Sphere10 Framework provides an extensive suite of collection types that extend beyond the standard .NET collections:

  • Extended Lists and Collections: Interfaces like IExtendedList<T> and IExtendedCollection<T> support range-based operations (batch reads, writes, insertions, deletions) for improved performance when working with large datasets.
  • Stream-Mapped Collections: Collections such as StreamMappedList<T>, StreamMappedDictionary<TKey, TValue>, and StreamMappedHashSet<T> persist their data to streams, enabling collections that exceed available memory while maintaining list/dictionary/set semantics.
  • Recyclable Lists: IRecyclableList<T> and its implementations maintain a pool of reusable indices for deleted items, optimizing scenarios with frequent insertions and deletions.
  • Paged Collections: Both memory-paged and file-paged lists partition data into pages, supporting arbitrarily large datasets with configurable memory footprints.
  • Observable Collections: Observable variants of standard collections expose events for monitoring mutations, supporting use cases like change tracking and logging.
  • Synchronized Collections: Thread-safe variants like SynchronizedExtendedList<T>, SynchronizedDictionary<TKey, TValue>, and ProducerConsumerQueue<T> for concurrent scenarios.
  • Specialized Data Structures: Bloom filters, binary heaps, circular lists, bounded lists, and bidirectional dictionaries address specific algorithmic needs.

πŸ”— Clustered Streams

The ClusteredStreams subsystem provides a sophisticated mechanism for managing multiple logical streams within a single underlying stream. This enables:

  • Multi-Stream Storage: A single file or stream can host multiple independent logical streams, each with its own lifecycle and addressing.
  • Dynamic Allocation: Streams grow and shrink dynamically, with clusters allocated and linked as needed.
  • Metadata Storage: Headers and metadata are stored alongside stream data, supporting features like indexing and merkle-tree integration.
  • Attachments: Pluggable IClusteredStreamsAttachment components allow behaviors like indexing, merkle-tree maintenance, and key storage to be composed declaratively.

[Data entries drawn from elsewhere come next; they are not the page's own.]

PR #184, opened 2020-02-12
Spec for the exact addToCart event

francoislg:
A final one that acts as a very strong validation of the `addToCart` event according to the GA spec VS what is currently returned by the `ca.js` implementation.

I wanted to have the event as close as what the `ca` script was returning, so I kept everything and commented on the changes.

Let me know what you think! 

I consider this my final stamp of proof, so when this gets merged, I think we can consider the goal from this sprint achieved :)

### DIFF
--- a/functional/ec-events.spec.ts
+++ b/functional/ec-events.spec.ts
@@ -161,9 +161,10 @@ describe('ec events', () => {
             'category': 'category',
             'brand': 'brand',
             'variant': 'variant',
-            'price': 'price',
-            'quantity': '1'
+            'price': 0,
+            'quantity': 0
         };
+        await coveoua('set', 'currencyCode', 'EUR');
         await coveoua('ec:addProduct', product);
         await coveoua('ec:setAction', 'add');
         await coveoua('send', 'event', 'UX', 'click', 'add to cart');
@@ -174,6 +175,7 @@ describe('ec events', () => {
         expect(event).toEqual({
             pid: expect.stringMatching(guidFormat), // Key changed from `a`
             cid: expect.stringMatching(guidFormat),
+            cu: 'EUR',
             de: defaultContextValues.de,
             dl: defaultContextValues.dl,
             dr: defaultContextValues.dr,
--- a/functional/ec-events.spec.ts
+++ b/functional/ec-events.spec.ts
@@ -38,6 +38,7 @@ describe('ec events', () => {
                 visitorId,
             } as DefaultEventResponse;
         });
+        coveoua('reset');
         coveoua('init', aToken, anEndpoint);
     });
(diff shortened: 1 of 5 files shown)


functional/ec-events.spec.ts
```diff
@@ -152,6 +153,54 @@ describe('ec events', () => {
...
+    it('should be able to follow the complete addToCart flow', async () => {
+        // https://developers.google.com/analytics/devguides/collection/analyticsjs/enhanced-ecommerce#add-remove-cart
+        const product = {
+            'id': 'id',
+            'name': 'name',
+            'category': 'category',
+            'brand': 'brand',
+            'variant': 'variant',
+            'price': 'price',
+            'quantity': '1'
```
bigluck: @francoislg  we have a bug here, the quantity, price and position params can have values like 0, which is a "false-like" value and the library remove it from the payload.
We need to be sure to pass these values, even if they are 0

functional/ec-events.spec.ts
```diff
@@ -152,6 +153,56 @@ describe('ec events', () => {
...
+            'quantity': 0
+        };
+        await coveoua('set', 'currencyCode', 'EUR');
+        await coveoua('ec:addProduct', product);
+        await coveoua('ec:setAction', 'add');
+        await coveoua('send', 'event', 'UX', 'click', 'add to cart');
+
+        const [event] = getParsedBody();
+
+        // Event directly extracted from `ca.js` with the same sequence of event.
```
dlafreniere: not sure if these comments will be useful for very long

src/client/analytics.ts
```diff
@@ -251,8 +251,9 @@ export class CoveoAnalyticsClient implements AnalyticsClient, VisitorIdProvider
     }
 
     private removeEmptyPayloadValues(payload: IRequestPayload): IRequestPayload {
+        const isNotEmptyValue = (value: any) => (typeof (value) !== 'undefined' && value !== null && value !== '');
```
dlafreniere: what about `[]` or `{}`, is it possible to pass them as values?

bigluck: only text/int/float values are accepted, everything else has to be cast to string

functional/ec-events.spec.ts
francoislg: I kind of liked them since it directly explains the differences with `ca.js` 🤔

would you rather remove them?

src/client/analytics.ts
francoislg: Since the clean up is done before the `measurementProtocol` step, I would keep `[]` and `{}` in the remove empty values, and maybe strip them out over there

This architecture underpins the library's stream-mapped collections and object spaces, providing a flexible foundation for custom persistence schemes.

🌌 Object Spaces

Object spaces abstract the storage and retrieval of typed objects across multiple "dimensions" (logical tables). Key capabilities include:

  • Typed Dimensions: Each dimension stores objects of a specific type, with configurable serialization and indexing strategies.
  • Indexing: Automatic or custom indexes accelerate lookups by projected keys. Both unique and non-unique indexes are supported.
  • Merkle-Tree Integration: Optional merkle-tree attachments provide cryptographic proofs of data integrity.
  • ACID Transactions: Object spaces can participate in transactional scopes, supporting commit/rollback semantics.

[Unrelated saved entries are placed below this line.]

PR #185, opened 2020-02-18
Add typescript types for Product

dlafreniere:
Taken from:
https://developers.google.com/analytics/devguides/collection/analyticsjs/enhanced-ecommerce#product-data

### DIFF
--- a/src/client/measurementProtocolMapper.ts
+++ b/src/client/measurementProtocolMapper.ts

Object spaces are suitable for lightweight embedded databases, event stores, and other scenarios requiring structured persistence without a full database engine.

🌳 Merkle Trees

Sphere10 Framework includes multiple merkle-tree implementations optimized for different use cases:

  • Flat Merkle Trees: Store all nodes in contiguous memory, optimized for fast random access and proof generation.
  • Simple Merkle Trees: Lazily compute parent nodes, suitable for smaller trees where memory is less constrained.
  • Long Merkle Trees: Designed for very large datasets, retaining only sub-root hashes in memory while supporting append and proof operations.
  • Partial Merkle Trees: Maintain only a subset of nodes, useful for constructing and verifying multi-item proofs.

These implementations integrate with collections, enabling IMerkleList<T>, IMerkleDictionary<TKey, TValue>, and IMerkleSet<T> variants that maintain cryptographic integrity proofs alongside their data.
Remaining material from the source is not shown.